3 Butacas de 5

Kelly Reichardt es una de las cineastas estadounidenses más relevantes dentro de los márgenes del cine indie. Ha alcanzado una carrera sólida y reconocida en el panorama festivalero, con una filmografía extensa (para su edad) y profundamente bella, en la que Michelle Williams se ha consolidado como su musa habitual.
Este año, tras su paso por Cannes, llega a nuestras pantallas The Mastermind, una película al más puro estilo Reichardt, pero dentro de un género tan explotado como el de los robos y atracos. Una excusa perfecta para ofrecer al espectador algo familiar, pero con su inconfundible sello autoral, como ya hiciera en sus aproximaciones al western en títulos anteriores.

Como cabeza de cartel encontramos a Josh O’Connor, quien, tras su exitoso paso por The Crown —donde interpretó la mejor parte de la historia de Lady Di—, logró fama y reconocimiento internacional. Desde entonces, ha apostado por una carrera interpretativa poco ortodoxa, trabajando con grandes realizadores y en películas nada fáciles como “La quimera” y “Rivales”. En esta ocasión interpreta a un hombre corriente: un padre de familia con un trabajo monótono de carpintero que, de manera sibilina, se dedica a robar obras de arte en museos con discreción y sin levantar sospechas.
Bonachón de día y ladrón de noche, un contraste que la directora aprovecha para generar un humor elegante, acompañado por un sutil ritmo de jazz.

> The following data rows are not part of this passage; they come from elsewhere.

Issue #535, opened 2024-08-14
Use shared_ptr instead of optional<shared_ptr> for latest_proposed_proposer_policy and latest_pending_proposer_policy


linh2931:
This is to avoid an extra thing to encode in the base digest.

PR #536, opened 2024-08-14
Use shared_ptr instead of std::optional<shared_ptr> for latest_proposed_proposer_policy and latest_pending_proposer_policy

linh2931:
Resolves https://github.com/AntelopeIO/spring/issues/535


libraries/chain/block_header_state.cpp
```diff
@@ -24,8 +24,12 @@ digest_type block_header_state::compute_base_digest() const {
...
    fc::raw::pack( enc, *active_proposer_policy );
 
-   fc::raw::pack( enc, latest_proposed_proposer_policy );
-   fc::raw::pack( enc, latest_pending_proposer_policy );
+   if (latest_proposed_proposer_policy) {
+      fc::raw::pack( enc, *latest_proposed_proposer_policy );
+   }
+   if (latest_pending_proposer_policy) {
+      fc::raw::pack( enc, *latest_pending_proposer_policy );
+   }
```
greg7mdp, line 32: why this change? I believe we should pack the `shared_ptr` itself.

greg7mdp (changes requested):

libraries/chain/block_header_state.cpp
linh2931: We don't pack `activated_protocol_features` (a shared ptr) if it does not exist. We also pack the actual content of `active_proposer_policy` (we assert it is always present).

heifner: For a digest it doesn't matter, but if we were packing for writing we would want the shared_ptr written so that we could unpack it. Otherwise, you would not know that entry from the next. 

Seems we should be consistent with `activated_protocol_features`. Curious if @arhag has thoughts on this.

heifner: I talked to @arhag about this. 

- Even though this is for a digest, it is good practice to keep it consistent with what you would do for a packed that you would write. 
- `activated_protocol_features` should always be present. We can change that to an `assert` and just write it out.
- For things that are optionally present we should always pack the bool indicating if they are there. So that means packing the shared_ptr, not the thing itself.

heifner (approved):

greg7mdp (approved):

arhag (approved):

ericpassmore:
Note:start
group: STABILITY
category: INTERNALS
summary: Use shared pointer to reduce cost of encoding base digest.
Note:end

PR #537, opened 2024-08-14
Fix issue with fsi handling and `block_ref` creation.

### LINKED ISSUE #534: Bugs in how fsi is handled
There are a few problems with the way finalizer safety information (fsi) records are handled in the code.

First, there is an implementation issue in which everywhere in the code that sets a `block_ref` in the fsi is not correctly setting the finality digest (leaving it the default construct empty hash) despite it existing as a record in `block_ref`. This does not break anything since `block_id` is currently being used to check to see if a locked block or last voted block is an ancestor of a block being considered for voting. But the data stored to the fsi file would not be correct since `block_ref` is not constructed properly. To allow the compiler to assist in finding all locations where this happens, a constructor should be added to `block_ref` that takes all three fields so that the compiler guarantees the appropriate data is provided everywhere a `block_ref` is set in the fsi. 

It may be necessary to keep the concept of an `empty` `block_ref` to capture the concept of no `last_vote` in the fsi. One way of achieving this is to add a default constructor for `block_ref` that allows creating this appropriate `empty` representation. A cleaner way (though one that adds an extra byte in the serialization of fsi) is to remove the concept of an `empty` `block_ref` and instead change the type of `last_vote` in the fsi to `std::optional<block_ref>`.

Second, there was a design flaw related to rule 2 (the rule that determines whether to vote strong vs weak) that needs to be corrected. It is possible for the latest (weak) vote to mask that the vote prior (weak) vote for a block not on the same branch. Then if later an attempt is made at a strong vote on a block with a latest QC claim block timestamp less than that of block the prior weak vote was on, `decide_vote` may (incorrectly) conclude it can vote strong because the latest vote was on a block that is ancestor of the block it is considering voting on. In reality, a strong vote would violate rule 2 (see https://github.com/AntelopeIO/spring/issues/92#issuecomment-2287315555) since it would commit to an implied time interval that contains the timestamp of the block the prior weak vote was on despite that block not being an ancestor of the block it is considering voting on. Therefore, `decide_vote` would have to vote weak in that situation.

To correct this masking problem, a slightly stricter check than what is required for rule 2 can be implemented. A new boolean called `votes_forked_since_latest_strong_vote` should be tracked in the fsi. A default fsi can start with `votes_forked_since_latest_strong_vote` set to false. And a strong vote should always set `votes_forked_since_latest_strong_vote` to false. On a weak vote, if `votes_forked_since_latest_strong_vote` was already true, then it should remain true. The only way `votes_forked_since_latest_strong_vote` can change from false to true is on a weak vote for a block `b` where the `last_vote` references a block that is not an ancestor of `b`.

In the `if (can_vote)` block https://github.com/AntelopeIO/spring/blob/7bd7153e4897e333ec1c31b5f62ec3b63c5b9d39/libraries/chain/finality/finalizer.cpp#L67-L70 we still need to decide if the vote will be strong or weak. However, it no longer needs `last_vote_range_start` to determine that; `last_vote_range_start` should be removed from the fsi. Instead, it can first compare `fsi.last_vote.timestamp <= bsp->core.latest_qc_block_timestamp()`. If that condition is true (or if `fsi.last_vote` is empty), then we immediately know that we can vote strong. If it is not true, then we can only vote strong if `votes_forked_since_latest_strong_vote == false` and `bsp->core.extends(fsi.last_vote.block_id)`.

These changes to fsi do not require versioning. We still have the opportunity to retroactively change the fsi definition and we should take advantage of that rather than complicating the logic further by adding a new version. We should not bother supporting the old (incorrect) version that still tracked `last_vote_range_start`.

Finally, there were other small things I noticed that do not necessarily need to be changed as part of this issue, but is worth noting:

1. We only consider strong QCs and thus strong votes as evidence from the blockchain when updating the fsi during syncing (prior to first vote). I believe we decided to do this because we were only concerned about the monotonicity condition and the safety and liveness conditions related to the `lock` in the fsi; we had a stricter protection for monotonicity based on using the nodeos startup time to protect against votes on earlier timestamp, and the `lock` is only updated on strong votes. However, there is useful information from weak votes as well. Weak votes may not update the `lock` in the fsi, but they do update the `last_vote` and now (with the changes in this issue) the `votes_forked_since_latest_strong_vote` boolean as well. Even ignoring the monotonicity concern and assuming we have the most up-to-date lock, a stale value for `last_vote` or `votes_forked_since_latest_strong_vote` may incorrectly force `decide_vote` to allow a strong vote when it should have only allowed a weak vote (a rule 2 violation). We could instead consider all votes found as evidence for updating the fsi (prior to first vote) while syncing. While recognizing that the exact order in which the votes were originally made may not be respected and some subset of votes may be skipped (either because not they were not found or because they were ignored from the monotonicity check due to processing out of order), it is still desirable to update the fsi according to the same logic that is normally followed. That means that if the monotonicity condition is satisfied, the `last_vote` (and possibly `votes_forked_since_latest_strong_vote`) should be updated even if the `lock` is not because the new lock from the vote does not have a better timestamp then the one already in the fsi. 
2. The condition https://github.com/AntelopeIO/spring/blob/7bd7153e4897e333ec1c31b5f62ec3b63c5b9d39/libraries/chain/finality/finalizer.cpp#L16-L18 in `decide_vote` should never be satisfied (and so the log should never be printed) because if the `last_vote` is empty, then the montonicity condition should necessarily be satisfied.
3. The code https://github.com/AntelopeIO/spring/blob/7bd7153e4897e333ec1c31b5f62ec3b63c5b9d39/libraries/chain/finality/finalizer.cpp#L39-L42 is not necessary because if `bsp->core.last_final_block_timestamp() >= fsi.lock.timestamp` then it is necessarily true that `bsp->core.latest_qc_block_timestamp() > fsi.lock.timestamp`.

greg7mdp:
Resolves #534 

1. consistently initialize `block_ref` with the `finality_digest`.
2. update voting rule 2 (determines whether to vote strong vs weak)) and update fsi and file format.
3. update tests.


heifner (changes requested):

libraries/chain/controller.cpp
```diff
@@ -1416,12 +1416,14 @@ struct controller_impl {
          // information for those finalizers that don't already have one. This typically should be done when
          // we create the non-legacy fork_db, as from this point we may need to cast votes to participate
          // to the IF consensus. See https://github.com/AntelopeIO/leap/issues/2070#issuecomment-1941901836
-         auto start_block = chain_head; // doesn't matter this is not updated for IRREVERSIBLE, can be in irreversible mode and be a finalizer
-         auto lib_block   = chain_head;
+         block_ref ref = block_handle_accessor::apply<block_ref>(chain_head,
+            overloaded{[&](const block_state_legacy_ptr& head) { return block_ref{head->id(), head->timestamp(), {}}; },
```
arhag, line 1420: If we starting before the IF transition, why not use a default safety information that consists of the empty `last_vote` and empty `lock`? That would at least be more consistent then having a malformed block reference with non-empty `block_id` but empty `finality_digest`.

libraries/chain/finality/finalizer.cpp
```diff
@@ -242,15 +248,13 @@ my_finalizers_t::fsi_map my_finalizers_t::load_finalizer_safety_info() {
...
-      EOS_ASSERT(magic == fsi_t::magic_unversioned || magic == fsi_t::magic, finalizer_safety_exception,
+      EOS_ASSERT(magic == fsi_t::magic, finalizer_safety_exception,
                  "bad magic number in finalizer safety persistence file: ${p}", ("p", persist_file_path));
 
-      // If we expect the file to contain a version number, read it. We can load files with older
-      // versions, but it better not be a file with a version higher that the running nodeos understands.
-      // ------------------------------------------------------------------------------------------------
+      // We can load files with older, but not files with a version higher that the running nodeos understands.
+      // -----------------------------------------------------------------------------------------------------
       uint64_t file_version = 0; // default version for file with magic == fsi_t::magic_unversioned
```
arhag, line 256: Change this comment now that `magic_unversioned` has been removed.

unittests/finalizer_tests.cpp
```diff
@@ -281,7 +282,7 @@ BOOST_AUTO_TEST_CASE( finalizer_safety_file_versioning ) try {
    // --------------------------------------------------------------------
    fc::temp_directory tempdir;
 
-   for (size_t i=0; i<current_version; ++i) {
+   for (size_t i=1; i<current_version; ++i) {
```
arhag, line 285: Doesn't this now do nothing since `current_version` is 1?

arhag: Okay. So then should we start the `current_version` at 0 now and change the starting `i` back to 0?

libraries/chain/include/eosio/chain/finality/finality_core.hpp
```diff
@@ -10,6 +10,13 @@ using block_time_type = chain::block_timestamp_type;
 
 struct block_ref
 {
+   block_ref(const block_id_type& block_id, block_time_type timestamp, const digest_type& finality_digest)
+      : block_id(block_id)
+      , timestamp(timestamp)
+      , finality_digest(finality_digest) {}
+
+   block_ref() = default; // creates `empty` representation where `block_id.empty() == true`
```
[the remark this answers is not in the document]
greg7mdp: Tried it, but it causes `finalizer_vote_tests` to fail, most likely an issue with the test, so I'd rather not change this now.

libraries/chain/finality/finalizer.cpp
```diff
@@ -68,23 +64,33 @@ finalizer::vote_result finalizer::decide_vote(const block_state_ptr& bsp) {
...
+      if (voting_strong) {
+         fsi.votes_forked_since_latest_strong_vote = false;             // always reset to false on strong vote
+         if (latest_qc_claim__block_ref.timestamp > fsi.lock.timestamp)
+            fsi.lock = latest_qc_claim__block_ref;
+      } else {
+         // On a weak vote, if `votes_forked_since_latest_strong_vote` was already true, then it should remain true.
+         // The only way `votes_forked_since_latest_strong_vote` can change from false to true is on a weak vote
+         // for a block b where the last_vote references a block that is not an ancestor of b
+         // --------------------------------------------------------------------------------------------------------
+         fsi.votes_forked_since_latest_strong_vote |= !bsp->core.extends(fsi.last_vote.block_id);
```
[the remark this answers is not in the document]
greg7mdp: done

libraries/chain/finality/finalizer.cpp
greg7mdp: done

unittests/finalizer_tests.cpp
greg7mdp: done.

libraries/chain/include/eosio/chain/block_header_state.hpp
```diff
@@ -164,6 +164,8 @@ struct block_header_state {
    digest_type compute_base_digest() const;
    digest_type compute_finality_digest() const;
 
+   block_ref make_block_ref() const { return block_ref{block_id, timestamp(), compute_finality_digest() }; }
```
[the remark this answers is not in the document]
greg7mdp: Indeed, done.

libraries/chain/controller.cpp
greg7mdp: done

libraries/chain/finality/finalizer.cpp
heifner: Did you push it?

arhag: I think you changed another comment I didn't notice earlier in the code, but not yet the one on this line.

greg7mdp: oops, sorry, I just fixed the other one.

arhag (approved):

heifner (approved):

linh2931 (approved):

ericpassmore:
Note:start
group: STABILITY
category: INTERNALS
summary: Improve Finality Safety Information, consistently initializing block_ref, and ensuring weak votes aren't masked.
Note:end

Para quien escribe, uno de los reclamos de la cinta era volver a ver en pantalla a Alana Haim, que interpreta a la mujer de Mooney. Sin embargo, su papel resulta algo desaprovechado, ya que no forma parte esencial de la trama, sino que funciona más como complemento emocional.
La película se estructura en dos partes: la ejecución del robo y las consecuencias del mismo. Tras una planificación detallada, la ejecución resulta rápida y divertida. Lo que en principio parece un mero escapismo para Mooney se transforma en una pesadilla cuando se convierte en un fugitivo de la ley y sus familiares y amigos descubren su doble vida.
Una cinta que llega al rebufo del reciente robo en el Museo del Louvre y que, en cierta manera, puede verse como una variación de “Ocean’s Eleven”, con mucho menos glamour, pero con un punto de picardía y una tensión construida desde otro lugar, más íntimo y emocional.

Siendo exigentes, no es la película más acertada de la directora, y si no se comulga con su timing bressoniano, puede resultar cuesta arriba en su último tercio. El resultado es irregular, con momentos más lúcidos que otros, donde la tensión o la comedia funcionan como un valor añadido, aunque en ocasiones el relato tiende hacia la nadería absoluta, estableciendo cierta distancia entre el público y su protagonista.
Una “mente maestra” que no hace más que meterse en líos —tanto él como los que le rodean—, y que encarna a la perfección esa definición del individuo que, pese a llevar una vida ordinaria y acomodada, se aburre, y cuya doble existencia como ladrón termina empujándolo a vivir al filo de la navaja.